Go over the data and keep only the lines that include "returns".

(Exercise input Opens)

PR #1843, opened 2026-06-02
Dataset access filters

ktuite:
Closes https://github.com/getodk/central/issues/1877

#### Before submitting this PR, please make sure you have:

- [ ] run `make test` and confirmed all checks still pass, or witnessed Github completing all checks with success
- [ ] verified that any code from external sources are properly credited in comments or that everything is internally sourced

PR #1846, opened 2026-06-09
Refactor owner only form attachment code for clarity

ktuite:
This refactors the code around form attachments that generates hashes/etags for dataset-backed form attachments, building on the previous commit to go further in separating concerns.

The key changes are:

1. **Moved dataset OpenRosa metadata fetching out of `form-attachments.js` and into `datasets.js`** as `computeHashes` (batch) and `getDatasetActivity` (single dataset). The `_get` query in form-attachments is now simpler — it just fetches attachments with blob md5s, with no conditional dataset metadata JOINs.

How code is structured and shared in Datasets query module:
```
_fetchActivityStats(all, datasetIds, filterActorId)   ← SQL, returns Map<id, rawStats>
    └── used by:
        ├── getDatasetActivity(datasetId, filterActorId)   ← single dataset, returns rawStats object
        │       └── used in getMetadata for the lastUpdate field
        └── computeHashes(datasetIds, filterActorId)       ← batch, pipes each rawStats through:
                └── _computeHashResult(stats, filterActorId)   ← pure fn, rawStats → { openRosaHash, datasetType, filteredByAuth }
```

3. **Replaced `QueryOptions` as the ownerOnly mechanism** — instead of threading a `QueryOptions` with a special `entities.creatorId` condition through multiple layers, callers now pass a plain `filterActorId` (or `null`). This makes the intent explicit and avoids leaking query-layer abstractions into resource/business logic code.

4. **`Entities.streamForExport` now handles the ownerOnly filter itself** given an `actorId`, rather than relying on the caller to pass the right `QueryOptions`.

5. **Renamed `getOwnerOnlyOptions` → `filteredAccessActorId`** in `forms.js` to reflect what it now returns.

6. **Aligned the REST CSV ETag format with the OpenRosa manifest hash** — the `GET /datasets/:name/entities.csv` ETag is now computed using the same JSON structure (`{ latestEntityCreatedOrUpdated, latestAuditEntry }`) as `getMetadataForOpenRosa`, so the two values agree. Previously they used different hash inputs and would never match, which broke the manifest hash tests that compared them.

Tests all still pass. New tests added for dataset-backed form attachment hash behavior with ownerOnly. This is built on top of and used by: https://github.com/getodk/central-backend/pull/1843

Fetching dataset metadata in a separate query (rather than via JOINs inside the form attachments query) makes each query simpler and more focused. The tradeoff is an extra round-trip, but these are manifest/manifest-item requests that aren't on a hot path.

No intentional behavior changes — this is a pure refactor. Regression risk is around etag/hash values for dataset-backed attachments changing; the new test coverage addresses this.

No.

### DIFF
--- a/lib/model/query/datasets.js
+++ b/lib/model/query/datasets.js
@@ -728,7 +728,7 @@ const _fetchActivityStats = (all, datasetIds, filterActorId = null) => {
         SELECT
           datasets.id,
           GREATEST(MAX(entities."createdAt"), MAX(entities."updatedAt")) AS "lastEntityUpdate",
-          COUNT(1) AS entities
+          COUNT(*) AS entities
         FROM entities
         JOIN datasets ON datasets.id = entities."datasetId"
         WHERE
--- a/lib/model/query/datasets.js
+++ b/lib/model/query/datasets.js
@@ -734,7 +734,7 @@ const getMetadataForOpenRosa = (datasetIds, filterActorId = null) => ({ all }) =
       ${filterActorId == null ? sql`` : sql`
         WHERE
           (NOT datasets."ownerOnly") OR
-          audits.action IN ('dataset.create', 'dataset.update')
+          audits.action = 'dataset.update'
       `}
       GROUP BY datasets.id
     ) AS "openRosaMetadata" ON "openRosaMetadata".id = datasets.id
@@ -758,12 +758,16 @@ const getMetadataForOpenRosa = (datasetIds, filterActorId = null) => ({ all }) =
   `)
     .then(rows => new Map(rows.map(unjoin).map(ds => {
       const metadata = ds.aux.openRosaMetadata;
-      const lastUpdate = metadata.lastEntityUpdate != null && metadata.lastEntityUpdate > metadata.lastAudit
-        ? metadata.lastEntityUpdate
-        : metadata.lastAudit;
-      const lastIso = lastUpdate.toISOString();
+      const latestEntityCreatedOrUpdated = metadata.lastEntityUpdate?.toISOString() ?? null;
+      const latestAuditEntry = metadata.lastAudit?.toISOString() ?? null;
+      const hashInput = JSON.stringify({
+        owner: metadata.filteredByAuth ? filterActorId : undefined,
+        entities: metadata.filteredByAuth ? (metadata.entities ?? 0) : undefined,
+        latestEntityCreatedOrUpdated,
+        latestAuditEntry,
+      });
       return [ds.id, {
-        openRosaHash: md5sum(metadata.filteredByAuth ? `${metadata.entities ?? 0},${lastIso}` : lastIso),
+        openRosaHash: md5sum(hashInput),
         datasetType: ds.approvalRequired ? 'approvalEntityList' : 'entityList',
         filteredByAuth: metadata.filteredByAuth
       }];
--- a/lib/model/query/datasets.js
+++ b/lib/model/query/datasets.js
@@ -9,6 +9,7 @@
 
 const { sql } = require('slonik');
 const { extender, insert, QueryOptions, sqlEquals, unjoiner, updater, markDeleted } = require('../../util/db');
+const { Frame, into } = require('../frame');
 const { Dataset, Form, Audit } = require('../frames');
 const { validatePropertyName } = require('../../data/dataset');
 const { difference, isEmpty, isNil, either, reduceBy, groupBy, uniqWith, equals, map, pipe, values, any, prop, toLower, sortBy } = require('ramda');
@@ -19,6 +20,7 @@ const { construct } = require('../../util/util');
 const { sanitizeOdataIdentifier } = require('../../util/util');
 const { isTrue } = require('../../util/http');
 const { PURGE_DAY_RANGE } = require('../../util/constants');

(Exercise input Closes)

### Answer below
_fetchActivityStats(all, datasetIds, filterActorId)   ← SQL, returns Map<id, rawStats>
        ├── getDatasetActivity(datasetId, filterActorId)   ← single dataset, returns rawStats object
5. **Renamed `getOwnerOnlyOptions` → `filteredAccessActorId`** in `forms.js` to reflect what it now returns.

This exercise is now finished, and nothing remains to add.